Nothing but the lines from the start of the records through the line that contains "for testing purposes)." is to be copied, and each is to be copied exactly.

[[ Source material open ]]

Issue #569, opened 2021-05-31
Allow concurrent handling of messages to `UpdateAgent` actor


kelvinfan001:
Currently, the `UpdateAgent` actor handles all messages synchronously in the order in which the messages are received. This works well for the most part currently as the only messages it handles are `RefreshTick` and an experimental `LastRefresh` (mainly for testing purposes).
However, in the future where we have more meaningful D-Bus methods that would like to access the state of the `UpdateAgent` actor, D-Bus methods should be allowed to be handled concurrently with the `UpdateAgent` actor's regular ticking. Therefore, we should allow messages sent to the `UpdateAgent` actor to be handled concurrently, e.g. calling `spawn`, instead of `wait` on its Actix `context`. However, we would still like to have `RefreshTick` messages handled in sequence. One possible way to achieve this is to use a [future-aware lock](https://docs.rs/tokio/1.6.1/tokio/sync/struct.RwLock.html) to lock `actor.state`.

xref: https://github.com/coreos/zincati/pull/514#discussion_r619567763

PR #577, opened 2021-06-10
update_agent: put state behind RwLock

kelvinfan001:
We would like to put update agent state behind a RwLock so ticks
can be handled sequentially while allowing messages to the
`update_agent` actor to be handled concurrently, in general.

Closes: https://github.com/coreos/zincati/issues/569

### DIFF
--- a/src/update_agent/actor.rs
+++ b/src/update_agent/actor.rs
@@ -1,6 +1,6 @@
 //! Update agent actor.
 
-use super::{UpdateAgent, UpdateAgentState};
+use super::{UpdateAgent, UpdateAgentInfo, UpdateAgentState};
 use crate::rpm_ostree::{self, Release};
 use crate::utils;
 use actix::prelude::*;
@@ -9,6 +9,7 @@ use futures::prelude::*;
 use log::trace;
 use prometheus::{IntCounter, IntCounterVec, IntGauge};
 use std::collections::BTreeSet;
+use std::sync::Arc;
 use std::time::Duration;
 
 /// Label for finalization attempts blocked due to active interactive user sessions.
@@ -40,7 +41,7 @@ impl Actor for UpdateAgent {
     fn started(&mut self, ctx: &mut Self::Context) {
         trace!("update agent started");
 
-        if self.allow_downgrade {
+        if self.info.allow_downgrade {
             log::warn!("client configuration allows (possibly vulnerable) downgrades via auto-updates logic");
         }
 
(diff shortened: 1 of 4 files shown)


src/update_agent/actor.rs
```diff
@@ -100,7 +114,7 @@ impl Handler<RefreshTick> for UpdateAgent {
         });
 
         // Process state machine refresh ticks sequentially.
-        ctx.wait(update_machine);
```
lucab, line 103: I am unsure whether this `wait` should be converted into a `spawn`, or directly dropped by returning the `update_machine` chain. But I have a feeling this may be ok this way.

src/update_agent/actor.rs
```diff
@@ -73,52 +74,92 @@ impl Message for RefreshTick {
...
+            if let Some(pause) = pause {
                 log::trace!(
                     "scheduling next agent refresh in {} seconds",
                     pause.as_secs()
                 );
                 Self::tick_later(ctx, pause);
             } else {
                 let update_timestamp = chrono::Utc::now();
-                actor.state_changed = update_timestamp;
+                actor.info.state_changed = update_timestamp;
```
kelvinfan001, line 156: Not exactly related to this PR, but I noticed that the logic around updating this `state_changed` field is highly coupled with the logic around `refresh_delay()` which is in turn dependent on whether the `state` was actually changed. I think this made sense back in simpler times when `tick_now` if and only if change in state; however, there are now cases where a change in state does not necessarily `tick_now`.
Anyways, IIUC, I think the logic around updating this `state_changed` field should be refactored to a more intuitive location.

src/update_agent/actor.rs
```diff
@@ -73,52 +74,92 @@ impl Message for RefreshTick {
...
+        let state_action = async move {
+            let mut agent_state_guard = lock.write_owned().await;
+            // Consider `LAST_REFRESH` time to be when lock is acquired.
+            let tick_timestamp = chrono::Utc::now();
+            LAST_REFRESH.set(tick_timestamp.timestamp());
+
+            trace!("update agent tick, current state: {:?}", *agent_state_guard);
+            let prev_state = (*agent_state_guard).clone();
+
+            let modify_state_outcome = match prev_state.clone() {
```
kelvinfan001, line 92: The `clone()` here is because the left side of the match arms require a partial move; but we need to borrow `prev_state` later in this function

kelvinfan001:
Some groundwork that happened in this PR includes:
1. use async/await within the tick functions and their helpers
2. convert the ticks and some of their helpers to methods of the new `UpdateAgentInfo` instead of `UpdateAgent`

`1.` solved the issue of it being super cumbersome to change all the parameters and return types of helper functions to always take ownership of state and return ownership of state once they're done with it, and also makes the code cleaner to read, IMO
`2.` was necessary because the `async` block does not have access to (ownership of) an entire `UpdateAgent` instance; it now only has access to a clone of the "read-only" side of `UpdateAgent` and a lock guard to the `UpdateAgent`'s state.

src/update_agent/actor.rs
kelvinfan001: I've experimented with directly returning the `update_machine` chain in my toy example, and it behaves as expected, so I think dropping it is fine (no need for `ctx.spawn`).

src/update_agent/mod.rs
```diff
@@ -370,7 +372,7 @@ pub(crate) struct UpdateAgent {
     /// Update strategy.
     strategy: UpdateStrategy,
     /// Current status for agent state machine.
-    state: UpdateAgentState,
+    state: Arc<RwLock<UpdateAgentState>>,
```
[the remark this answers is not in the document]
kelvinfan001: (Also added as a comment in the code) I believe we need to use an `Arc` because consumers of this field will likely need to own it (e.g. consumers in futures).

src/update_agent/actor.rs
lucab: Just wondering, would this `state_changed` field fit more naturally into the state itself?

src/update_agent/actor.rs
```diff
@@ -73,52 +74,90 @@ impl Message for RefreshTick {
...
+                UpdateAgentState::UpdateFinalized(release) => {
+                    let update = release.clone();
+                    update_agent_info
+                        .tick_end(&mut *agent_state_guard, update)
+                        .await
+                }
+                UpdateAgentState::EndState => Ok(()),
+            };
+
+            if modify_state_outcome.is_err() {
```
lucab, line 134: It looks like most of the `tick_*` functions are internally handling error logging, so the error type here is not really used (in fact, it's a `()`). Do you think it would be possible to drop the `Result` at all? That would probably allow factoring our the `.await` too, I think.

src/update_agent/actor.rs
kelvinfan001: I thought about that, but `UpdateAgentState` is an enum. Would it be a good idea to attach the data to the enum the same way we attach e.g. `Release` to some of the variants?

lucab:
This is amazing! The side-effect of switching to plain `async` is possibly even nicer than the improved locking granularity :tada:
I've left a couple of comments related to possible low hanging fruits / cleanups, but the PR itself already looks good.

src/update_agent/actor.rs
kelvinfan001: Ah right, there are actually only a couple `tick`-functions that even make use of this `Result`. I was originally thinking to make minimal changes to the areas that didn't _have_ to be changed. Taking another look to see if not returning `Result` is doable.

src/update_agent/actor.rs
lucab: I was more thinking about the opposite: turning `state` into its own struct and making the enum just one of its field, next to the timestamp.
On a second thought, I'm not seeing right now what we are using this `state_changed` information for. Possibly it's unused at the moment, in which case you can either decide to drop it or to clarify its location and semantics (e.g. so that it could be sanely queried maybe via dbus).

lucab (approved):

src/update_agent/actor.rs
kelvinfan001: Follow up to this here https://github.com/coreos/zincati/pull/610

[[ Source material closed ]]

Task solution:
Issue #569, opened 2021-05-31
Allow concurrent handling of messages to `UpdateAgent` actor


kelvinfan001:
Currently, the `UpdateAgent` actor handles all messages synchronously in the order in which the messages are received. This works well for the most part currently as the only messages it handles are `RefreshTick` and an experimental `LastRefresh` (mainly for testing purposes).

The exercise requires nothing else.